Obviously if we are still in the active display period (m_VCounter < m_Height) then we want to draw the next scanline but only if the screen is enabled.

Finally we want to decrement the line counter each time we move onto a new line in the active display period (including the first line of the inactive display period) and if it underflows we request an interrupt if line interrupts are enabled.

We are then left with checking if we need to request a vdp interrupt.

Display Modes

As previously mentioned there are 2 vdp modes the master system uses (all games use mode 4 apart from F-16 Fighter which uses mode 2). However the vdp mode represents more than whether it is in mode 4 or mode 2. It also represents what the screen resolution is. The vdp mode is comprised of the following 4 bits.

Bit 3: Mode 4 (The same as control register 0 bit 2)
Bit 2: Mode 3 (The same as control register 1 bit 3)
Bit 1: Mode 2 (The same as control register 0 bit 1)
Bit 0: Mode 1 (The same as control register 1 bit 4)

The following combinations of these bits you need to be aware of:

0010 = Mode 2
1000 = Mode 4
1010 = Mode 4
1011 = Mode 4 with medium display res
1100 = Mode 4
1110 = Mode 4 with large display res
1111 = Mode 4

This is how you emulate the GetVDP function I used in the Update function. Hopefully it makes perfect sense

BYTE TMS9918A::GetVDPMode( ) const
{
   BYTE res = 0 ;
   res |= BitGetVal(m_VDPRegisters[0x0],2) << 3;
   res |= BitGetVal(m_VDPRegisters[0x1],3) << 2;
   res |= BitGetVal(m_VDPRegisters[0x0],1) << 1;
   res |= BitGetVal(m_VDPRegisters[0x1],4) ;
   return res ;
}

Codemasters:

I've mentioned already how the screen resolution can be changed to make the amount of scanlines in the vertical active display period larger. The only games to actually use this feature are Codemasters games. You dont need to worry about detecting if it is a codemasters game or not, you just need to handle the change when the appropriate values are written to the control registers. Remember that the namebase address is interpreted differently when using a higher screen resoultion. This was discussed in the control registers section.

Rendering:

I will now go on to explain how rendering is done for mode 4 only not mode 2, mainly because everything you need to render mode 2 I'll cover in mode 4. To tackle mode 2 yourself you will need to read Sean Youngs VDP documentation that I link to in the "Resources" section of these tutorials.

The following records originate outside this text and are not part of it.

PR #2020, opened 2016-07-25
Add MySQL DB details to command line parameters.

clbuttic:
## Description
New command line parameters:

```
  -dh DB_HOST, --db-host DB_HOST
                        MySQL DB Host or IP. Overrides value in config.ini
  -do DB_PORT, --db-port DB_PORT
                        MySQL DB port (usually 3306). Overrides value in
                        config.ini
  -dn DB_NAME, --db-name DB_NAME
                        MySQL DB name. Overrides value in config.ini
  -du DB_USER, --db-user DB_USER
                        MySQL DB User Name. Overrides value in config.ini
  -dp DB_PASS, --db-pass DB_PASS
                        MySQL DB Password. Overrides value in config.ini

```
These override whatever values are set in config.ini

## Motivation and Context

Request in discord channel, and I found it to be useful

## How Has This Been Tested?

Tested with the following tests:

1.  Ran default clean install, which uses SQLite.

You will notice in the UpdateCycle section I referred to the Render function. This is its implementation:

void TMS9918A::Render( )
{

   BYTE mode = GetVDPMode();

   if ( mode == 2 )
   {
     RenderSpritesMode2( ) ;
     RenderBackgroundMode2( ) ;
   }
   else
   {
     RenderSpritesMode4( ) ;
     RenderBackgroundMode4( ) ;
   }
}

I'll explain why I render sprites before background in the next section

Sprite Rendering Mode 4:

Before I go into detail about how sprites are rendered there are still a few loose ends I need to tie up. Firstly the VDP cannot draw more than 8 sprites on any scanline and if it tries to draw more than 8 sprites then it sets the sprite overflow flag in the status register and stops drawing the remaining sprites on the scanline.

There are 64 sprites available to draw which are referenced in the sprite attribute table. The order in which sprites are drawn is the order they appear in the sprite attributes table. Obviously a sprite is only drawn if its current position falls withing range of the current vcounter. However if a sprite with a Y axis position of 0xD0 is encountered when the screen resoultion is set to "small" then this sprite and all remainging sprites are NOT drawn.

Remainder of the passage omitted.